Nome scientifico: Homo Sapiens (alcuni un pò meno Sapiens)
Altezza: Circa 1.70 m
Longevità: 80 anni circa
Periodo gestazionale: Circa 270 giorni
Peso: Il mio non lo sa neanche mia madre

DEFINIZIONE

Voce del verbo espatriare, l’Expat è un individuo che ha lasciato la patria per sempre o per lungo periodo .
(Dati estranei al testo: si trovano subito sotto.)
PR #2757, opened 2024-02-28
[WOR-850] Fix deletion workflow for Azure billing project

cahrens:
This PR fixes the problem I introduced in WOR-850 related to Azure billing project deletion.

Previous to WOR-850, we decided which billing project lifecycle (GCP or Azure) to call based on whether not the billing project had a billing profile ID. Since GCP projects will begin having billing profile IDs, I needed to key off of something else. I noticed that the BillingProject model object that is passed around has an `AzureManagedAppCoordinates` variable, so I decided to use that out of expediency.

The problem is that the `AzureManagedAppCoordinates` don't actually exist in the database record, and unless explicitly populated will be None. This broke Azure billing project deletion because we ended up calling the Google billing project lifecycle for deletion (leaving behind the landing zone).

This PR take the following approach:
1) Moves billing project and billing profile deletion code from `BillingProjectLifecycle` (the shared base class) to a new class, `BillingProjectDeletion`.
2) On all billing projects,, call the GCP method which will attempt to delete the parent Google project. This will never error.
3) On all billing projects, attempt to cleanup any landing zone that exists.

A nice side effect of this is that `BPMBillingProjectDeleteRunner` can now depend on `BillingProjectDeletion` instead of the bigger API of `BillingProjectLifecycle`.

---

**PR checklist**


core/src/main/scala/org/broadinstitute/dsde/rawls/Boot.scala
```diff
@@ -557,6 +559,7 @@ object Boot extends IOApp with LazyLogging {
                                            workspaceManagerDAO,
                                            workspaceManagerResourceMonitorRecordDao
           ),
+          billingProjectDeletion,
```
cahrens, line 562: Billing project and billing profile deletion methods are moved out of `BillingProjectLifecycle` and into `BillingProjectDeletion`.

`BillingProjectOrchestrator` uses `billingProfileManagerDAO` to get hints about cloud platform, though arguably we could remove that.

core/src/main/scala/org/broadinstitute/dsde/rawls/billing/BillingProjectDeletion.scala
```diff
@@ -0,0 +1,92 @@
...
+    * Delete the billing project and associated billing profile.
+    */
+  def finalizeDelete(projectName: RawlsBillingProjectName,
+                     ctx: RawlsRequestContext,
+                     billingProfileExpected: Boolean = true
+  )(implicit
+    executionContext: ExecutionContext
+  ): Future[Unit] = deleteBillingProfileAndUnregisterBillingProject(projectName, billingProfileExpected, ctx)
+
+  def deleteBillingProfileAndUnregisterBillingProject(projectName: RawlsBillingProjectName,
```
cahrens: Code all taken from `BillingProjectLifecycle`.

core/src/main/scala/org/broadinstitute/dsde/rawls/billing/BillingProjectOrchestrator.scala
```diff
@@ -198,7 +197,21 @@ class BillingProjectOrchestrator(ctx: RawlsRequestContext,
             )
           )
       }
-      jobControlId <- projectLifecycle.initiateDelete(projectName, ctx)
+      billingProfileId <- billingRepository.getBillingProfileId(projectName)
+
+      maybeGoogleProject = billingProfileId match {
```
cahrens: I am getting the CloudPlatform if possible to avoid making the GCP call to delete the parent Google project when we KNOW that the project is an Azure one.  I also use it to filter out a warning log message in the AzureBillingProjectLifecycle method.

Arguably, I could remove the optimization/filtering and simplify the code.

core/src/test/scala/org/broadinstitute/dsde/rawls/billing/BillingProjectDeletionSpec.scala
```diff
@@ -0,0 +1,177 @@
...
+    billingProjectName,
+    Some(RawlsBillingAccountName("fake_billing_account_name")),
+    None,
+    None,
+    None,
+    None
+  )
+  val profileModel: ProfileModel = new ProfileModel().id(UUID.randomUUID())
+
+  behavior of "finalizeDelete"
```
cahrens, line 48: Test cases moved from Azure/GCP BillingProjectLifecycleSpec.

core/src/test/scala/org/broadinstitute/dsde/rawls/billing/BillingProjectDeletionSpec.scala
```diff
@@ -0,0 +1,177 @@
...
+    intercept[BpmApiException] {
+      Await.result(billingProjectDeletion.finalizeDelete(billingProjectName, testContext), Duration.Inf)
+    }
+    verify(bpm).deleteBillingProfile(ArgumentMatchers.eq(profileModel.getId), ArgumentMatchers.eq(testContext))
+    verify(repo, Mockito.never).deleteBillingProject(ArgumentMatchers.eq(billingProjectName))
+  }
+
+  behavior of "unregisterBillingProject"
+
+  it should "delete the project even if Sam deleteResource fails" in {
```
cahrens, line 147: Test case taken from BillingProjectLifecycleSpec.

core/src/main/scala/org/broadinstitute/dsde/rawls/billing/BillingProjectOrchestrator.scala
```diff
@@ -198,7 +197,21 @@ class BillingProjectOrchestrator(ctx: RawlsRequestContext,
...
+        case Some(profileId) =>
+          val billingProfile = billingProfileManagerDAO.getBillingProfile(UUID.fromString(profileId), ctx)
+          val googleOrUnknownPlatform = billingProfile match {
+            case Some(profile) => profile.getCloudPlatform.equals(CloudPlatform.GCP)
+            case None          => true
+          }
+          googleOrUnknownPlatform
+        case None => true
+      }
+      _ = googleBillingProjectLifecycle.maybeCleanupResources(projectName, maybeGoogleProject, ctx)
```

Questa definizione è restrittiva: non amo avere etichette o catalogare le persone.

Il termine “Expat” è utilizzato a sproposito la maggior parte delle volte, ma sorvoliamo.

Vediamo cosa caratterizza un esemplare di Expat.

DESCRIZIONE

L’Expat è una persona spinta dalla voglia di viaggiare (wanderlust).  Non sente di appartenere ad un singolo luogo ed è alla continua ricerca di qualcosa. Chi cerca la felicità, chi cerca sè stesso, chi cerca pace, chi cerca di allontanarsi dai problemi, chi cerca esperienze, chi cerca l’amore, chi non sa cosa cerca e così fino all’infinito.
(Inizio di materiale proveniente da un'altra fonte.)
PR #2769, opened 2024-03-04
[WOR-1452] Call Leo during Google workspace deletion to cleanup dangling resources (take 2)

aherbst-broad:
Note this is a re-introduction of the code that was reverted on 3/1. There was concern that deleting the google project _prior_ to notifying leo to delete its own sam resources would cause issues. Leo was making sam calls to delete resources using the pet SA from the deleted google project. While deleting the google project takes some time (up to 24 hours I think), Leo is being [modified](https://github.com/DataBiosphere/leonardo/pull/4283) to use the user's token instead of the pet.

This PR has also modified the deletion order of operations to notify leo to clean up resources, then delete the google project. The previous order of operations was to delete the google project, notify leo, then delete the google project sam resource. It should be ok to notify leo to cleanup, then proceed onward with gcp project deletion and gcp project sam resource cleanup. 

**Original PR description**

[Ticket](https://broadworkbench.atlassian.net/browse/WOR-1452)
[Design doc](https://docs.google.com/document/d/13cfxxjTGXdn48m6kXSN5AL-D9usk5yFmBQ0nQaV0L5Y/edit?ouid=104924582591628367950&usp=docs_home&ths=true)
https://github.com/DataBiosphere/leonardo/pull/4170

Context

We want to notify Leonardo at the time of Google workspace deletion to cleanup any remaining internal Leo DB records and their linked Sam resources. The premise is that Rawls will delete the workspace google cloud project as part of workspace deletion, cleaning up the actual cloud resources, so Leo does not have anything further to do in GCP and only needs to reconcile it's state.

This PR

Adds the needed API to the Leo DAO
Refactors the current LeonardoDeletionAction class to a LeonardoService class. The intention is to keep the Leo DAO "dumb" and let the service class contain the requisite retry and error handling logic. Rawls' current pattern for DAOs is inconsistent. For example, HttpGoogleServicesDAO does all of the above, while the WSM DAO is much lighter weight and pushes the error handling and retries to the callsites.
I'd like to centralize on a pattern of "bare, dumb DAO" + "smarter service that knows how to retry, handle errors and propagate a sane exception hierarchy to upper layers". This is a baby step in that direction.
Removes support for deleting MC azure workspaces via the current WorkspaceService deleteWorkspace codepath. Nothing calls this codepath for MC workspaces anymore and so we shouldn't need the added complexity of the isAzureMcWorkspace checks that are peppered throughout that code.

---

**PR checklist**


core/src/main/scala/org/broadinstitute/dsde/rawls/workspace/WorkspaceService.scala
```diff
@@ -701,20 +708,23 @@ class WorkspaceService(protected val ctx: RawlsRequestContext,
...
-                                   ctx.userInfo
-          ) recoverWith { case t: Throwable =>
-            logger.error(
-              s"Unexpected failure deleting workspace (while deleting google project) for workspace `${workspaceContext.toWorkspaceName}`",
-              t
-            )
-            Future.failed(t)
-          }
-        } else Future.successful()
+        maybeDeleteGoogleProject(workspaceContext.googleProjectId,
```
aherbst-broad, line 718: This is the only difference from the original PR. We're notifying leo to cleanup resources first, then deleting the gcp project and related sam gcp project resource after, rather than splitting the operations.

yonghaoy (approved):

core/src/main/scala/org/broadinstitute/dsde/rawls/workspace/WorkspaceService.scala
LizBaldo: I did not realize that it could take up to 24h to delete a project, in this case making the delete project call before is not that important

LizBaldo (approved):

core/src/main/scala/org/broadinstitute/dsde/rawls/workspace/WorkspaceService.scala
yonghaoy: And I see `deletePet` in that method... https://github.com/broadinstitute/rawls/blob/456fbf19de5407006cdeba6f966dfd8d1298ab18/core/src/main/scala/org/broadinstitute/dsde/rawls/workspace/WorkspaceService.scala#L837

aherbst-broad:
jenkins retest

Cos’è quella strana sensazione che non riesci ad ignorare? Le farfalle nello stomaco la notte prima di partire, il formicolio nelle mani e nelle gambe, in pratica tutti gli insetti dentro al corpo. Ma perchè?
Oltre all’ansia di non aver finito la valigia perchè faccio tutto all’ultimo, è l’emozione che precede un viaggio, quella che io definisco felicità. 

E non mi ci abituo mai.

WanderGirls - Essere Expat


HABITAT

Solitamente, per quanto mi riguarda preferisco non viaggiare nel lusso e nella ricchezza (anche perchè non me la posso permettere). L’unica ricchezza che cerco è quella interiore.

Penso ci sia una grande differenza tra vedere il mondo da turista VS vivere il mondo da expat. E’ come guardare la foto di una torta bellissima che ti fa venire l’acquolina VS assaporarla dopo averla cucinata e aver aspettato ore di cottura.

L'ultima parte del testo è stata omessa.